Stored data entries
PR #3477, opened 2024-10-22
Saddle point demo added

niravshah241:


nate-sime:
Are saddle point problems not already covered in the demos? For example:
[demo_mixed-poisson.py](https://github.com/FEniCS/dolfinx/blob/main/python/demo/demo_mixed-poisson.py)
[demo_navier-stokes.py](https://github.com/FEniCS/dolfinx/blob/main/python/demo/demo_navier-stokes.py)
[demo_stokes.py](https://github.com/FEniCS/dolfinx/blob/main/python/demo/demo_stokes.py)
[demo_static-condensation.py](https://github.com/FEniCS/dolfinx/blob/main/python/demo/demo_static-condensation.py)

Exercise instructions -> Go through the data and retype all of it exactly.

Expected answer ->
PR #3477, opened 2024-10-22
Saddle point demo added

niravshah241:


nate-sime:
Are saddle point problems not already covered in the demos? For example:
[demo_mixed-poisson.py](https://github.com/FEniCS/dolfinx/blob/main/python/demo/demo_mixed-poisson.py)
[demo_navier-stokes.py](https://github.com/FEniCS/dolfinx/blob/main/python/demo/demo_navier-stokes.py)
[demo_stokes.py](https://github.com/FEniCS/dolfinx/blob/main/python/demo/demo_stokes.py)
[demo_static-condensation.py](https://github.com/FEniCS/dolfinx/blob/main/python/demo/demo_static-condensation.py)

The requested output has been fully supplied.